* [Stored data]:
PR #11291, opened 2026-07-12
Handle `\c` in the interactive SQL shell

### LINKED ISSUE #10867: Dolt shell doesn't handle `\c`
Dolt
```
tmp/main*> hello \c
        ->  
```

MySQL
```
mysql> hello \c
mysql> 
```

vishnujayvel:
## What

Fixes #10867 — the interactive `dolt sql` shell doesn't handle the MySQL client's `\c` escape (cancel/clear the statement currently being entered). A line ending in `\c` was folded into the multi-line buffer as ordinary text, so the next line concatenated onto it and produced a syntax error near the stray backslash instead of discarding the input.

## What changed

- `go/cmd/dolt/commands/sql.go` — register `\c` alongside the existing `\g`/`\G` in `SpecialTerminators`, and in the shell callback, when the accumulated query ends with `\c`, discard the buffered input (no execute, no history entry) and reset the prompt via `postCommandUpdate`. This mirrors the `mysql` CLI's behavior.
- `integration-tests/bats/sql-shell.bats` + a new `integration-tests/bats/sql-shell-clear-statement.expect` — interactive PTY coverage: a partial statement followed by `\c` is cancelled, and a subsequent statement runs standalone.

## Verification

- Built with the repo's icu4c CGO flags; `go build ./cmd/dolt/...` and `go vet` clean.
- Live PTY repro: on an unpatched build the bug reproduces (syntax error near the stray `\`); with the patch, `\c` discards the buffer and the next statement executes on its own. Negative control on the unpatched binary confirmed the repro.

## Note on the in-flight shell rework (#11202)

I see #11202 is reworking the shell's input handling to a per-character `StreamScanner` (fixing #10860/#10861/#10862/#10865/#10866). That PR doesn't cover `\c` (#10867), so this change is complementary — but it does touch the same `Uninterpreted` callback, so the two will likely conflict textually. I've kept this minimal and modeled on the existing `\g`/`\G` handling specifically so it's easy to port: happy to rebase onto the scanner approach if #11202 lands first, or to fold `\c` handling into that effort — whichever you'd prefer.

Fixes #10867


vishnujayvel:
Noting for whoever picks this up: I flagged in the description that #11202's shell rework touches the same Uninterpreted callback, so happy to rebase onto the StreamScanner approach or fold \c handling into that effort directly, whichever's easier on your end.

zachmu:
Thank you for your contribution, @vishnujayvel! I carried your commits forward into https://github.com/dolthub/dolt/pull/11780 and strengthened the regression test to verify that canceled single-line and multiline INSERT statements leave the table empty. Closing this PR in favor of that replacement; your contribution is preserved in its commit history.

--

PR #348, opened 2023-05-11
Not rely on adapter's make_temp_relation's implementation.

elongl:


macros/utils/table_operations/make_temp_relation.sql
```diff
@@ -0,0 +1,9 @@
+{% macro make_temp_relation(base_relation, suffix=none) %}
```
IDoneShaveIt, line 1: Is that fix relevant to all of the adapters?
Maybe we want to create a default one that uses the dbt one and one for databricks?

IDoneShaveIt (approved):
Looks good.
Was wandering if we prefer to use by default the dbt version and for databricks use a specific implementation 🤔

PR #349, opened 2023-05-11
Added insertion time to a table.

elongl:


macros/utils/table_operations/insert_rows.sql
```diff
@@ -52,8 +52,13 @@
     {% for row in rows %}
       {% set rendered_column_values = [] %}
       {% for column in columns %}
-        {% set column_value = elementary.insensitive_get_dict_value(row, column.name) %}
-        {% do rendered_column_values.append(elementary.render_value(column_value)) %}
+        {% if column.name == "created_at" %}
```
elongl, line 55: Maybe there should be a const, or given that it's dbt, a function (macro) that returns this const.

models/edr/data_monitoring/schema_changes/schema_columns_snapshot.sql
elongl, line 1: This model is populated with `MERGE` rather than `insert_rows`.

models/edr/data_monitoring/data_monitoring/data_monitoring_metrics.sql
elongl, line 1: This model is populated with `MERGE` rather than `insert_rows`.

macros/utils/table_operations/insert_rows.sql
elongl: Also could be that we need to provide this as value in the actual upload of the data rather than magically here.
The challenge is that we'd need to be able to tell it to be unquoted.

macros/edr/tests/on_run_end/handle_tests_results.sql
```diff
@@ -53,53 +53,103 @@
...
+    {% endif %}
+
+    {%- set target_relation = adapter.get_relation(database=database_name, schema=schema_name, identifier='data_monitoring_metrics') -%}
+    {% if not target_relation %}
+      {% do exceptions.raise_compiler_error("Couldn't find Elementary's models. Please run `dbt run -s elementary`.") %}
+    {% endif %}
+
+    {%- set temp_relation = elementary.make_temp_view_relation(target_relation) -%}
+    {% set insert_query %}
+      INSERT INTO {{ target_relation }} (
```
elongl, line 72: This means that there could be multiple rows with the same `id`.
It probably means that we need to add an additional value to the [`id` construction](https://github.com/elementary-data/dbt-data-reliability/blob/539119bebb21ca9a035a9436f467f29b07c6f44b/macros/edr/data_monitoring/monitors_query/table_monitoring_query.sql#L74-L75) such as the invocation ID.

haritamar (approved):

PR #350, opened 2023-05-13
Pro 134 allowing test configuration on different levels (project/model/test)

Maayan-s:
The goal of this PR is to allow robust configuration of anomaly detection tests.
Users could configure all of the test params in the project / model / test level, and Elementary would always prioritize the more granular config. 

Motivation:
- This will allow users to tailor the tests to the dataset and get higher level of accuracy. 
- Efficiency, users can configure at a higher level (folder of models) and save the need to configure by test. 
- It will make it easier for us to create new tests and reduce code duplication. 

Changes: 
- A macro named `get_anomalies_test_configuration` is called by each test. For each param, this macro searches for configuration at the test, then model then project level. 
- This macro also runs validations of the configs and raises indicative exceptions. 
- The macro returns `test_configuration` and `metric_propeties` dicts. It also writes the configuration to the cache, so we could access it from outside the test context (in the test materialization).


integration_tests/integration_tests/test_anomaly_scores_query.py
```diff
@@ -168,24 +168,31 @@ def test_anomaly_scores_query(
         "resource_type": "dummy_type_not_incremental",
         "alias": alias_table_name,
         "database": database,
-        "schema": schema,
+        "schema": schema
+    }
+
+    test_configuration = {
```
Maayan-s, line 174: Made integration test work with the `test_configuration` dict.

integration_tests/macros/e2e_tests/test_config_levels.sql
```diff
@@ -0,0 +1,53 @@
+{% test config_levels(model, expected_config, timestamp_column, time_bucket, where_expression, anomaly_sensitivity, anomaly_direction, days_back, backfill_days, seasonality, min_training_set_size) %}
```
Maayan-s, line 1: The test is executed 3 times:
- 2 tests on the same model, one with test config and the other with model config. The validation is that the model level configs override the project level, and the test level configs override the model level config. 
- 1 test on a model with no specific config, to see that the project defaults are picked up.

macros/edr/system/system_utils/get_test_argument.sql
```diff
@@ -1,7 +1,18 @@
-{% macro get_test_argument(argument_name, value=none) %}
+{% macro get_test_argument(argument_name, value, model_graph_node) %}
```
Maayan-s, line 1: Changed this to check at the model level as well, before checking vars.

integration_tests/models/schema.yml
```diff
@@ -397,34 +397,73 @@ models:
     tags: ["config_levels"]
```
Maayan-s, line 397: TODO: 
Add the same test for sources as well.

...

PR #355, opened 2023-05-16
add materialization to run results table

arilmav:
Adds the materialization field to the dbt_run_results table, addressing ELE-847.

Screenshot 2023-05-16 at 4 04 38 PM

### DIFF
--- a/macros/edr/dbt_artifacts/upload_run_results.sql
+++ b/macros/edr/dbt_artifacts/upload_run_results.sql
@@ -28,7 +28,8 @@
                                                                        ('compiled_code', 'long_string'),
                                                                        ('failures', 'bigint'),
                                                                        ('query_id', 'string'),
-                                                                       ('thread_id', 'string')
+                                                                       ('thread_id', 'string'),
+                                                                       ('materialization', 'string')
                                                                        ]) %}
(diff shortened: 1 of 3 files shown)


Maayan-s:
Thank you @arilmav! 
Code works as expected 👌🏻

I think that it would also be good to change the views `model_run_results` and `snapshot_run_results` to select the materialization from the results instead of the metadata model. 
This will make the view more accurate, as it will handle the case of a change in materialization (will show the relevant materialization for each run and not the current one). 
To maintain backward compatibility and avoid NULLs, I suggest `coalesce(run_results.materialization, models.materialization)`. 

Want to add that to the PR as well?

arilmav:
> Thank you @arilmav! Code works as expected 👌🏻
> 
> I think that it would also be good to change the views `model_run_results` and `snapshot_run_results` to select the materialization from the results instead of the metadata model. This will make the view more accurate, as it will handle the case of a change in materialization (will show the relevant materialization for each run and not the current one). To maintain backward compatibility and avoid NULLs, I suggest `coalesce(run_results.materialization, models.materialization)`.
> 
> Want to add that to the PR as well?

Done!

* [About this task]: In the entries above, find the line with "PR #11291, opened 2026-07-12" and the line with "- Live PTY repro: on", then set down exactly those two and every line between them, nothing else.

* [Task response]:
PR #11291, opened 2026-07-12
Handle `\c` in the interactive SQL shell

### LINKED ISSUE #10867: Dolt shell doesn't handle `\c`
Dolt
```
tmp/main*> hello \c
        ->  
```

MySQL
```
mysql> hello \c
mysql> 
```

vishnujayvel:
## What

Fixes #10867 — the interactive `dolt sql` shell doesn't handle the MySQL client's `\c` escape (cancel/clear the statement currently being entered). A line ending in `\c` was folded into the multi-line buffer as ordinary text, so the next line concatenated onto it and produced a syntax error near the stray backslash instead of discarding the input.

## What changed

- `go/cmd/dolt/commands/sql.go` — register `\c` alongside the existing `\g`/`\G` in `SpecialTerminators`, and in the shell callback, when the accumulated query ends with `\c`, discard the buffered input (no execute, no history entry) and reset the prompt via `postCommandUpdate`. This mirrors the `mysql` CLI's behavior.
- `integration-tests/bats/sql-shell.bats` + a new `integration-tests/bats/sql-shell-clear-statement.expect` — interactive PTY coverage: a partial statement followed by `\c` is cancelled, and a subsequent statement runs standalone.

## Verification

- Built with the repo's icu4c CGO flags; `go build ./cmd/dolt/...` and `go vet` clean.
- Live PTY repro: on an unpatched build the bug reproduces (syntax error near the stray `\`); with the patch, `\c` discards the buffer and the next statement executes on its own. Negative control on the unpatched binary confirmed the repro.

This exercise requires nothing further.